_Required action_: A complete, exact copy of the records below is the required result.

*** Excerpted data Section Begins ***

PR #30082, opened 2026-08-06
[front] feat: consumption analytics page skeleton

sfriquet:
## Description

The page shell for the new Analytics dashboard, behind `enable_analytics_consumption`
(dust-only).
Renders the overview from the endpoint below it in the stack and nothing else yet — chart, attribution table and filters follow.

- add `AnalyticsConsumptionPage` under `analytics/consumption`
- add `enable_analytics_consumption` feature flag.
- the page fetches the `analytics/consumption/overview` endpoint (from PR below) only

## Tests

Checked the new page renders locally:
Screenshot 2026-08-06 at 10 16 22

## Risk

Low. Safe to rollback.

## Deploy Plan

Front only.

PR #30080, opened 2026-08-06
[front] feat: consumption analytics overview endpoint

sfriquet:
## Description

Add GET `/api/w/:wId/analytics/consumption/overview`: returns top level metrics used.
Currently returns the values that renders the header:
- the resolved period `startDate/endDate`
- number of users / active users
- last record timestamp.

## Tests

ut + tested with next PR adding the front

```
curl -s "http://localhost:3000/api/w/AYjP6ks68g/analytics/consumption/overview?period=cycle" --cookie "workos_session=$DUST_SESSION" | jq
{
  "period": {
    "startDate": "2026-08-01T00:00:00.000Z",
    "endDate": "2026-09-01T00:00:00.000Z"
  },
  "members": {
    "active": 1,
    "total": 1
  },
  "lastRecordAt": "2026-08-05T11:29:22.164Z"
}
```

## Risk

Low. Safe to rollback.

## Deploy Plan

Front only

PR #30083, opened 2026-08-06
[front] feat: consumption analytics period selector

sfriquet:
## Description

Adds the period dropdown to the new Analytics page: "This cycle" (the default)
plus 7 / 30 / 90 day windows, matching the two modes the endpoints accept.

## Tests

Screenshot 2026-08-06 at 10 18 43
Screenshot 2026-08-06 at 10 18 52

## Risk

Low. Safe to rollback.

## Deploy Plan

Front only.


sfriquet:

- #30080
    - #30082
        - #30083 ◀
            - #30084
                - #30085
                    - #30086
                        - #30087
                            - #30088

front/lib/analytics/consumption_period.ts
```diff
@@ -0,0 +1,59 @@
...
+export type ConsumptionPeriodSelection =
+  | { kind: "cycle" }
+  | { kind: "days"; days: ConsumptionPeriodDays };
+
+export const DEFAULT_CONSUMPTION_PERIOD: ConsumptionPeriodSelection = {
+  kind: "cycle",
+};
+
+export const CONSUMPTION_PERIOD_OPTIONS: ConsumptionPeriodSelection[] = [
+  { kind: "cycle" },
```
avervaet, line 15: For user not on the credit based pricing we might want to hide CONSUMPTION_PERIOD_DAY_OPTIONS as it doesn't make sense for them if I understood properly the implem from https://github.com/dust-tt/dust/pull/30079

avervaet (approved):

front/lib/analytics/consumption_period.ts
```diff
@@ -0,0 +1,59 @@
...
+    ) ?? null
+  );
+}
+
+/**
+ * Query string shared by every consumption endpoint. Kept in one place so the
+ * SWR keys of the different widgets stay in sync — two widgets disagreeing on
+ * the window would show numbers that do not add up.
+ */
+export function consumptionQueryString(
```
aubin-tchoi, line 51: nit: should live near the hook that consumes it, would even inline it tbh

front/lib/analytics/consumption_period.ts
```diff
@@ -0,0 +1,59 @@
+export const CONSUMPTION_PERIOD_DAY_OPTIONS = [7, 30, 90] as const;
```
aubin-tchoi, line 1: This file could be in lib rather than components

aubin-tchoi (approved):

front/lib/analytics/consumption_period.ts
sfriquet: if not on CP the days option (last 7|30|90) might actually make more sense than "this cycle" no ? I think the days option are useful to everyone

front/lib/analytics/consumption_period.ts
sfriquet: this is going to be reused by several hooks in the next PRs

aubin-tchoi: ack, makes sense then 👍🏻

flvndvd (approved):
LGTM

front/lib/analytics/consumption_period.ts
sfriquet: moving to `lib/analytics/consumption_period.ts`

*** Excerpted data Section Ends ***

_Result of the exercise_:
PR #30082, opened 2026-08-06
[front] feat: consumption analytics page skeleton

sfriquet:
## Description

The page shell for the new Analytics dashboard, behind `enable_analytics_consumption`
(dust-only).
Renders the overview from the endpoint below it in the stack and nothing else yet — chart, attribution table and filters follow.

- add `AnalyticsConsumptionPage` under `analytics/consumption`
- add `enable_analytics_consumption` feature flag.
- the page fetches the `analytics/consumption/overview` endpoint (from PR below) only

## Tests

Checked the new page renders locally:
Screenshot 2026-08-06 at 10 16 22

## Risk

Low. Safe to rollback.

## Deploy Plan

Front only.

PR #30080, opened 2026-08-06
[front] feat: consumption analytics overview endpoint

sfriquet:
## Description

Add GET `/api/w/:wId/analytics/consumption/overview`: returns top level metrics used.
Currently returns the values that renders the header:
- the resolved period `startDate/endDate`
- number of users / active users
- last record timestamp.

## Tests

ut + tested with next PR adding the front

```
curl -s "http://localhost:3000/api/w/AYjP6ks68g/analytics/consumption/overview?period=cycle" --cookie "workos_session=$DUST_SESSION" | jq
{
  "period": {
    "startDate": "2026-08-01T00:00:00.000Z",
    "endDate": "2026-09-01T00:00:00.000Z"
  },
  "members": {
    "active": 1,
    "total": 1
  },
  "lastRecordAt": "2026-08-05T11:29:22.164Z"
}
```

## Risk

Low. Safe to rollback.

## Deploy Plan

Front only

PR #30083, opened 2026-08-06
[front] feat: consumption analytics period selector

sfriquet:
## Description

Adds the period dropdown to the new Analytics page: "This cycle" (the default)
plus 7 / 30 / 90 day windows, matching the two modes the endpoints accept.

## Tests

Screenshot 2026-08-06 at 10 18 43
Screenshot 2026-08-06 at 10 18 52

## Risk

Low. Safe to rollback.

## Deploy Plan

Front only.


sfriquet:

- #30080
    - #30082
        - #30083 ◀
            - #30084
                - #30085
                    - #30086
                        - #30087
                            - #30088

front/lib/analytics/consumption_period.ts
```diff
@@ -0,0 +1,59 @@
...
+export type ConsumptionPeriodSelection =
+  | { kind: "cycle" }
+  | { kind: "days"; days: ConsumptionPeriodDays };
+
+export const DEFAULT_CONSUMPTION_PERIOD: ConsumptionPeriodSelection = {
+  kind: "cycle",
+};
+
+export const CONSUMPTION_PERIOD_OPTIONS: ConsumptionPeriodSelection[] = [
+  { kind: "cycle" },
```
avervaet, line 15: For user not on the credit based pricing we might want to hide CONSUMPTION_PERIOD_DAY_OPTIONS as it doesn't make sense for them if I understood properly the implem from https://github.com/dust-tt/dust/pull/30079

avervaet (approved):

front/lib/analytics/consumption_period.ts
```diff
@@ -0,0 +1,59 @@
...
+    ) ?? null
+  );
+}
+
+/**
+ * Query string shared by every consumption endpoint. Kept in one place so the
+ * SWR keys of the different widgets stay in sync — two widgets disagreeing on
+ * the window would show numbers that do not add up.
+ */
+export function consumptionQueryString(
```
aubin-tchoi, line 51: nit: should live near the hook that consumes it, would even inline it tbh

front/lib/analytics/consumption_period.ts
```diff
@@ -0,0 +1,59 @@
+export const CONSUMPTION_PERIOD_DAY_OPTIONS = [7, 30, 90] as const;
```
aubin-tchoi, line 1: This file could be in lib rather than components

aubin-tchoi (approved):

front/lib/analytics/consumption_period.ts
sfriquet: if not on CP the days option (last 7|30|90) might actually make more sense than "this cycle" no ? I think the days option are useful to everyone

front/lib/analytics/consumption_period.ts
sfriquet: this is going to be reused by several hooks in the next PRs

aubin-tchoi: ack, makes sense then 👍🏻

flvndvd (approved):
LGTM

front/lib/analytics/consumption_period.ts
sfriquet: moving to `lib/analytics/consumption_period.ts`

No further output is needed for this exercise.